Lateral movement — an attacker who compromises the application escalating to root or pivoting to other services.
Unpatched vulnerabilities — known CVEs sitting unpatched because no one remembered to run apt upgrade.

Every choice below maps back to one or more of these threats.

Layer 1: Network Perimeter — NSG + WireGuard

The design

The Azure Network Security Group (NSG) only allows two inbound ports:

Port	Protocol	Purpose
22/tcp	SSH	Bootstrap only — removed after first Ansible run
51820/udp	WireGuard	VPN tunnel

Both rules scope the source address to a configurable CIDR (allowed_ssh_cidr), so even during initial setup, only your IP can reach the VM.

security_rule {
  name                       = "SSH-Bootstrap"
  priority                   = 1001
  direction                  = "Inbound"
  access                     = "Allow"
  protocol                   = "Tcp"
  source_port_range          = "*"
  destination_port_range     = "22"
  source_address_prefix      = var.allowed_ssh_cidr
  destination_address_prefix = "*"
}

After Ansible finishes, the SSH-Bootstrap rule is deleted from the Terraform config and terraform apply closes port 22 for good. From that point on, the only way to reach the machine is through the WireGuard tunnel.

Why it matters

A publicly reachable SSH port is the single most scanned service on the internet. By removing it entirely post-bootstrap and funneling all management traffic through WireGuard, we eliminate the most common entry vector. The VPN uses modern cryptography (Noise protocol framework, Curve25519, ChaCha20-Poly1305) and has a tiny attack surface — unauthenticated packets are silently dropped, so port scanners don’t even get a response.

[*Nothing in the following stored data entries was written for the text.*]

PR #229, opened 2025-04-10
Track asset provenance when using the paint editor

georgyangelov:
### Resolves

Something we talked about on the NGP planning

### Proposed Changes

_Describe what this Pull Request does_

Tracks which asset id an asset edited through the paint editor is based on. Tries to only track uploaded (clean) ones. That's what clean means, right?

Requires the change from https://github.com/scratchfoundation/scratch-storage/pull/754

Note on the unused `store` parameter - in NGP we're not using the webHelper for storing (as it doesn't support async functions), so we can just utilize that parameter there to send to the server together with the rest of the asset.

### Reason for Changes

@cwillisf was talking about it and I just opened the code to see how hard it would be, and there you have it - this PR 😄 I haven't tested it and there is no test coverage, so it's left in a Draft state.

### Test Coverage

I didn't 😅

### DIFF
--- a/packages/scratch-gui/src/containers/paint-editor-wrapper.jsx
+++ b/packages/scratch-gui/src/containers/paint-editor-wrapper.jsx
@@ -24,19 +24,28 @@ class PaintEditorWrapper extends React.Component {
         this.props.vm.renameCostume(this.props.selectedCostumeIndex, name);
     }
     handleUpdateImage (isVector, image, rotationCenterX, rotationCenterY) {
+        const currentCostume = this.props.vm.editingTarget.getCostumes()[this.props.selectedCostumeIndex];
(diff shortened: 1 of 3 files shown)


cwillisf (commented):
Wow, nice!
If I make many edits to a costume before a single project save, would this end up setting that the `provenance` field each time? I think it should only include IDs that made it to the asset server (or to disk, in the apps case)

georgyangelov:
> I think it should only include IDs that made it to the asset server (or to disk, in the apps case)

Yep, that's what I was trying to do with...

```const provenance = currentAsset.clean ? currentAsset.assetId : currentAsset.provenance;```

...so that the provenance is only taken from clean (saved) assets and propagated through unsaved versions.

But as it is untested, there may be some case I haven't considered.

PR #327, opened 2025-09-24
Update to eslint v9 and eslint-config-scratch v12

cwillisf:
### Proposed Changes

- Update several dependencies:
    - `eslint`: v8 to v9
    - `eslint-config-scratch`: v9 to v12
    - `jest` and `ts-jest`: v21 to v25
      - updated test snapshots (new `jest` doesn't record `undefined` properties, etc.)
    - various support / plugin updates as well
- Remove legacy eslint configuration files and create new, flat ones
- Enable TypeScript & type-aware linting in `scratch-gui`
- Fix tests broken by all these updates

### Reason for Changes

- Work around typescript-eslint/typescript-eslint#11455, which is currently causing Renovate lock file updates to fail
- Keeping up to date is generally good

### Test Coverage

Covered by existing tests, which have been updated to accommodate these changes.


packages/scratch-gui/src/lib/cloud-provider.js
```diff
@@ -99,6 +99,11 @@ class CloudProvider {
         return Math.random() * t;
     }
 
+    /**
+     * Set a timeout for a function to be called after a delay.
+     * @param {Function} fn The function to call after the delay.
+     * @param {number} time The delay time in milliseconds.
```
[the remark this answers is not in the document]
cwillisf: I added a jsdoc comment specifically to make TS linting happy about the arg types

packages/scratch-gui/src/lib/legacy-storage.ts
```diff
@@ -69,6 +69,9 @@ export class LegacyStorage implements GUIStorage {
         vmState: string,
         params: { originalId: string; isCopy: boolean; isRemix: boolean; title: string; }
     ): Promise<{ id: string | number; }> {
+        if (!this.projectHost) {
+            return Promise.reject(new Error('Project host not set'));
+        }
```
cwillisf, line 74: Without this, TS said that passing `this.projectHost` to `saveProjectToServer` was invalid because it might be `undefined`.

packages/scratch-gui/test/unit/util/project-fetcher-hoc.test.jsx
```diff
@@ -60,9 +60,10 @@ describe('ProjectFetcherHOC', () => {
         );
         storage.load = originalLoad;
         // nextTick needed since storage.load is async, and onFetchedProject is called in its then()
-        process.nextTick(
+        setTimeout(
```
cwillisf, line 74: For some reason, `process.nextTick` wasn't delaying long enough. Waiting for 1ms seems to work. It wouldn't surprise me if this turns out to be flaky, though. These tests should ideally be event-driven (watch for a "load finished" event or something), but that'd be a larger change than I wanted to integrate into this PR.

packages/scratch-gui/package.json
```diff
@@ -165,7 +163,7 @@
     "selenium-webdriver": "3.6.0",
     "semantic-release": "19.0.5",
     "stream-browserify": "3.0.0",
-    "ts-jest": "21.2.4",
+    "ts-jest": "^25.5.1",
```
cwillisf, line 172: I was surprised to find that I had to update `jest` and `ts-jest` to get this all to work. I'm not sure exactly what the interaction was, but once I updated all the `eslint`-related things, `jest` started to fail with a parse error.

packages/scratch-vm/src/extensions/scratch3_video_sensing/index.js
```diff
@@ -354,15 +354,6 @@ class Scratch3VideoSensingBlocks {
...
 
-    /**
-     * States the video sensing activity can be set to.
-     * @readonly
-     * @enum {string}
-     */
-    static get VideoState () {
-        return VideoState;
-    }
-
```
cwillisf, line 365: This was unused and causes a namespace collision for TS

KManolov3:
@cwillisf It's likely going to not be pretty, but should we try pointing this to https://github.com/scratchfoundation/scratch-editor/tree/UEPR-282-face-sensing, so that we are ready when it ends up being merged into develop in the next week or so?

cwillisf:
> @cwillisf It's likely going to not be pretty, but should we try pointing this to [`UEPR-282-face-sensing`](https://github.com/scratchfoundation/scratch-editor/tree/UEPR-282-face-sensing?rgh-link-date=2025-09-29T13%3A56%3A54Z), so that we are ready when it ends up being merged into develop in the next week or so?

Probably a good idea... I'll see what it looks like.

packages/scratch-gui/package.json
```diff
@@ -200,7 +198,8 @@
     "moduleNameMapper": {
       "\\.(jpg|jpeg|png|gif|eot|otf|webp|svg|ttf|woff|woff2|mp4|webm|wav|mp3|m4a|aac|oga)\\??$": "<rootDir>/test/__mocks__/fileMock.js",
       "\\.(css|less)$": "<rootDir>/test/__mocks__/styleMock.js",
-      "editor-msgs(\\.js)?$": "<rootDir>/test/__mocks__/editor-msgs-mock.js"
+      "editor-msgs(\\.js)?$": "<rootDir>/test/__mocks__/editor-msgs-mock.js",
+      "^@scratch/scratch-svg-renderer$": "<rootDir>/../scratch-svg-renderer/src/"
```
KManolov3: Just curious - why did we end up needing this for svg-renderer, but not for e.g. -vm

KManolov3 (approved):
That's quite a few changes! Let's wait for the face sensing release before merging this in develop, just to be sure.

packages/scratch-gui/package.json
cwillisf: I figured it out, at least partially: `ts-jest@21.2.4` requires `typescript@^2.4.1`, but `@typescript-eslint/eslint-plugin` requires `typescript>=4.8.4 <6.0.0`. Npm "helpfully" resolves this by (among other things) providing a newer `jest-cli` to `scratch-gui` than the `jest@21.2.1` that `scratch-gui/package.json` asks for. Bringing in a newer version of Jest introduces several new requirements that seem to be met by properly updating `jest` and `ts-jest`.

There are still a few holes in my understanding here, like why npm makes available a version of `jest` that doesn't match `package.json` instead of throwing an error, but I'm at least _closer_ to understanding it :sweat_smile:

cwillisf:
I just rebuilt this on top of the React 18 and Face Sensing changes. I also ran `eslint --fix` since these changes caused so many new lint warnings. Looks like Renovate did its thing while I had my back turned, but it should only take a little bit more merging before this is ready to go...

Layer 2: Host Firewall — UFW Default Deny

The NSG is a cloud-level control. Defense in depth means we don’t trust a single layer, so the VM itself runs UFW with a default-deny incoming policy:

- name: Set UFW default deny incoming
  community.general.ufw:
    direction: incoming
    default: deny

Only three ports are punched through:

22/tcp — temporarily, for bootstrap (mirrors the NSG rule).
2222/tcp from 10.100.0.0/24 only — SSH, but only from the WireGuard subnet.
51820/udp — WireGuard itself.

Even if someone misconfigures the NSG or Azure adds a surprise rule, UFW independently blocks everything else. Two firewalls, two layers, two chances to catch a mistake.

IPv6 is disabled entirely

- name: Disable IPv6 in sysctl
  ansible.posix.sysctl:
    name: "{{ item }}"
    value: "1"
  loop:
    - net.ipv6.conf.all.disable_ipv6
    - net.ipv6.conf.default.disable_ipv6
    - net.ipv6.conf.lo.disable_ipv6

IPv6 is a common blind spot. Many firewall rules only cover IPv4, leaving IPv6 wide open. Since OpenClaw doesn’t need IPv6, disabling it at the kernel level removes the entire class of risk.

Layer 3: SSH Hardening

SSH is the admin’s front door, so it gets its own hardening pass:

Port 2222
PermitRootLogin no
PasswordAuthentication no
PubkeyAuthentication yes
AllowUsers claw
MaxAuthTries 3
LoginGraceTime 30
X11Forwarding no

Breaking this down:

Non-standard port (2222) — Not security by itself, but it filters out the vast majority of automated scanners that only hit port 22. Combined with the VPN requirement, it’s another obstacle in the chain.
Key-only authentication — Passwords can be guessed. SSH keys can’t be brute-forced in any practical sense. disable_password_authentication = true is also set at the Terraform level on the VM resource itself, enforcing this from the moment the machine boots.
No root login — Even if an attacker steals the claw user’s private key, they land in a non-root shell. Privilege escalation requires sudo, which is logged.
AllowUsers claw — Only one user can SSH in. The azureuser bootstrap account is locked out of SSH entirely after hardening.
MaxAuthTries 3 + LoginGraceTime 30 — Three wrong attempts and the connection drops. 30 seconds to authenticate or get disconnected. This limits brute-force velocity even before fail2ban kicks in.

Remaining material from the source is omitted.